One solution is to insert small absolute pressure sensors into the bladder through the urethra. But there is a drawback to this in chronic impairment of the sensors due to encrustation. Also, the extreme change in shape as the bladder fills and empties makes it difficult to an intramural device.

But surgically-implanted electrodes are necessary anyway and the nerves that innervate the bladder adapt with the bladder shape. So an innovative approach is to use the bladder afferant neural signals themselves. Afferent fibres from the bladder wall reach the spinal cord via the posterior sacral roots and are part of the mixed extradural root.

Previously, we investigated using tripolar microchannels to detect bladder activity at the intrathecal roots in rats. The method requires that the dura around the spinal cord is open (durotomy). This presents several risks such as:

  • damage to the delicate and intrathecal roots at that level
  • post-operative spinal fluid leak
  • long-term damage to the roots themselves

This is a significant deterrent to uptake of the new device.

Developing the velocity selective recording (VSR) method

The extradural roots (most often S3) that are within the sacrum 'outside the dura' offer an alternative site for the electrodes. They are routinely implanted here by some surgeons in the Brindley procedure. This involves removing the bony roof of the sacrum (a laminectomy), which is routine practice.Our project investigates if we can estimate bladder pressure and volume using electrodes implanted at this extradural site, both acutely and chronically. We will use sheep for these experiments as the nerves are more like those in humans.

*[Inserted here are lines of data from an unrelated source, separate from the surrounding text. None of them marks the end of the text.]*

PR #1774, opened 2026-05-06
Fix LockSublogs mutual exclusion and GC hole in AofAddress.Span

vazois:
## Summary

Two targeted fixes for the AOF multi-log replay infrastructure:

### 1. Fix LockSublogs mutual exclusion

`ShardedLog.LockSublogs()` was not enforcing mutual exclusion - it ORed bits without checking if they were already held. This could allow concurrent multi-sublog enqueues sharing a physical sublog to reorder TxnCommit markers, causing barrier-level deadlocks during replay.

**Fix**: Spin-wait with CAS until none of the requested bits are set, then atomically set them. This serializes multi-sublog enqueues that share any physical sublog.

### 2. Fix GC hole in AofAddress.Span property

The previous implementation used a `fixed` pointer that escaped scope, creating a dangling `Span`. The new implementation uses `MemoryMarshal.CreateSpan` with `Unsafe.As` and `[UnscopedRef]` to return a GC-tracked managed reference that remains valid as long as the struct is alive.

## Testing

- Solution builds with 0 warnings, 0 errors
- Existing AOF replay tests pass


libs/server/AOF/ShardedLog.cs
```diff
@@ -55,13 +55,25 @@ public ShardedLog(int physicalSublogCount, TsavoriteLogSettings[] logSettings, I
...
+                    spinWait.SpinOnce();
+                    continue;
+                }
+
+                // Atomically set our bits
                 var newLockMap = currentLockMap | logAccessBitmap;
                 if (Interlocked.CompareExchange(ref lockMap, newLockMap, currentLockMap) == currentLockMap)
                     break;
+
+                // CAS failed due to racing update — spin before retrying
```
TedHartMS: You could simplify this by doing CAS if there are no set bits and break if that succeeds else fall through to a single call to SpinOnce() due to bits being set by caller or CAS failure.

vazois: Done — restructured to attempt CAS only when no bits overlap, with a single \SpinOnce()\ at the bottom for both failure paths.

TedHartMS (approved):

The conduction velocity of the sensory (myelinated) afferent fibres from mechanoreceptors of the genital region in sheep is ~41.4 m/s (+/- 14.7 m/s). This is similar to bladder afferents coding for pressure and volume information in humans, 38 and 41 m/s respectively.

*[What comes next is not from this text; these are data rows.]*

PR #1775, opened 2026-05-06
Pause VectorManager cleanup before cluster/other resets of log

badrishc:
1. Cover reset with a boolean Initializing check that is epoch-protected, so that concurrent iterators end gracefully.
2. Add ability to pause vector cleanup, used before we reset as a second line of defense

### DIFF
--- a/test/Garnet.test/VectorCleanupVsResetRaceTests.cs
+++ b/test/Garnet.test/VectorCleanupVsResetRaceTests.cs
@@ -3,9 +3,10 @@
 
 using System;
 using System.Buffers.Binary;
-using System.Reflection;
+using System.Runtime.CompilerServices;
 using System.Threading;
 using Allure.NUnit;
+using Garnet.server;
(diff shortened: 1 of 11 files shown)


test/Garnet.test/VectorCleanupVsResetRaceTests.cs
```diff
@@ -51,6 +57,16 @@ private static object GetStoreWrapper(global::Garnet.GarnetServer s)
             return field?.GetValue(s);
         }
 
+        private static VectorManager GetVectorManager(object storeWrapper)
```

We propose using a method we are developing called velocity selective recording (VSR) to discriminate between these signals. This method may make this possible without using nerve interfaces that are difficult and risky to implant.

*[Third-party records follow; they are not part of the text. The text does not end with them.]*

PR #1780, opened 2026-05-08
Update lifecycle for compaction, truncate, improve bftree file management

badrishc:


libs/server/Resp/RangeIndex/RangeIndexManager.cs
```diff
@@ -204,86 +280,141 @@ private static uint RoundUpToPowerOf2(uint v)
...
+                }
+                // Already activated by a racing thread — caller should dispose the duplicate.
+                return existing;
+            });
+            // If we lost the race (existing.Tree non-null), dispose our duplicate.
+            if (liveIndexes.TryGetValue(keyId, out var winner) && !ReferenceEquals(winner.Tree, bfTree))
+            {
+                try { bfTree.Dispose(); }
+                catch (Exception ex) { logger?.LogWarning(ex, "Failed to dispose duplicate BfTree on register race"); }
+            }
```
tiagonapoli: minor: According to .NET documentation `AddOrUpdate`:
> updateValueFactory delegates may be executed multiple times to verify the value was added or updated as expected. However, they are called outside the locks to avoid the problems that can arise from executing unknown code under a lock. Therefore, [AddOrUpdate](https://learn.microsoft.com/en-us/dotnet/api/system.collections.concurrent.concurrentdictionary-2.addorupdate?view=netframework-4.8.1) is not atomic with regards to all other operations on the [ConcurrentDictionary<TKey,TValue>](https://learn.microsoft.com/en-us/dotnet/api/system.collections.concurrent.concurrentdictionary-2?view=netframework-4.8.1) class

So might not be safe to do mutation in the `AddOrUpdate` callback - theoretically the `(_, existing) =>` callback which changes the existing data in place can have a race, so we could have a scenario like:
- ThreadA: Sees that `existing.Tree is null` and will execute the `if` body, but for some reason is scheduled out
- ThreadB: enters `AddOrUpdate` and updates `existing.Tree`
- ThreadB: Does a TryGetValue and sees that it won the race, so it won't release its handle
- ThreadA: Sets `existing.Tree = bftree` and goes out of `AddOrUpdate`, does a TryGetValue and sees that it won the race, so it won't release its handle

But now ThreadB's handle leaked

I think it would be super rare (maybe not even possible) since I believe we won't have threads racing calling `RegisterIndex` for same index (?), but maybe worth fixing since it could be a concurrent code smell

libs/server/Resp/RangeIndex/RangeIndexManager.cs
```diff
@@ -96,42 +126,88 @@ internal sealed class TreeEntry
...
+            this.riLogRoot = riLogRoot;
+            this.cprDir = cprDir;
             this.removeOutdatedCheckpoints = removeOutdatedCheckpoints;
             this.logger = logger;
             rangeIndexLocks = new ReadOptimizedLock(Environment.ProcessorCount);
+
+            if (enabled && !string.IsNullOrEmpty(riLogRoot))
+            {
+                try { Directory.CreateDirectory(riLogRoot); }
+                catch (Exception ex) { logger?.LogWarning(ex, "Failed to create RI log root: {Path}", riLogRoot); }
```
tiagonapoli: nit: If we're not able to create `riLogRoot` directory everything else might also break, right? (e.g., snapshot creation, etc)

Should we log and re-throw the exception so Garnet initialization fails? (at least for managed garnet it would be preferrable to catch these issues early on, sometimes they are related to process permissions for example)

libs/server/Resp/RangeIndex/RangeIndexManager.cs
```diff
@@ -148,7 +224,7 @@ internal BfTreeService CreateBfTree(
             string filePath = null;
             if (storageBackend == StorageBackendType.Disk)
             {
-                filePath = DeriveWorkingPath(keyBytes);
+                filePath = LogDataPathFor(keyBytes);
                 Directory.CreateDirectory(Path.GetDirectoryName(filePath)!);
```
tiagonapoli: super nit: directory should already exist since it was created on `RangeIndexConstructor` right? (`LogDataPathFor` will be `riLogRoot/...`)

libs/server/Resp/RangeIndex/RangeIndexManager.cs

The principle of VSR is based on the fact that action potentials (APs) propagate at specific velocities. And that these velocities are related to the nerve fibre function (for myelinated nerves).

Recording the velocity spectrum of neural traffic will provide a signature relating the recorded signals to their function. It will also discriminate between afferent and efferent traffic on a mixed nerve, such as extradural bladder nerves. The method requires multi-electrode cuffs (MECs). We have used such devices with as many as 11 electrodes along the length of a nerve cuff.

We have established VSR as a powerful technique to analyse electrically evoked electroneurogram (ENG). We have further developed the method to measure the AP rate in a number of bands of propogation velocity. This is important as it allows us to measure the intensity of neural activity (e.g. bladder pressure) as well as identify the presence and origin of the signal.